[Opening Data records section]

PR #547, opened 2021-03-22
Pod conditions added to the StatusBuilder in kubelet

### LINKED ISSUE #546: Allow adding pod conditions to the pod status
The [StatusBuilder](https://github.com/deislabs/krustlet/blob/v0.6.0/crates/kubelet/src/pod/status.rs#L155-L205) for the pod status in kubelet does not provide a method to add [pod conditions](https://kubernetes.io/docs/concepts/workloads/pods/pod-lifecycle/#pod-conditions).

We would like to use pod conditions to have more insight into the status of our pods.

siegfriedweber:
Closes #546 

I did not create helper functions like `make_status_with_conditions` or `make_status_with_containers_and_conditions` because the builder already provides a convenient way to create a status with whatever information is at hand.


kflansburg (approved):
LGTM

PR #548, opened 2021-03-24
fix(bootstrap): Handle busybox date

yanganto:
- fix bootstrap script with busybox date
- the script is tested on NixOS with BusyBox v1.32.0


thomastaylor312 (approved):
Awesome! Thank you so much for fixing this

[Closing Data records section]

[How to complete this task]: Lines with the word "kubelet" in them are the answer; report each one from the data.

[Response to this task]:
Pod conditions added to the StatusBuilder in kubelet
The [StatusBuilder](https://github.com/deislabs/krustlet/blob/v0.6.0/crates/kubelet/src/pod/status.rs#L155-L205) for the pod status in kubelet does not provide a method to add [pod conditions](https://kubernetes.io/docs/concepts/workloads/pods/pod-lifecycle/#pod-conditions).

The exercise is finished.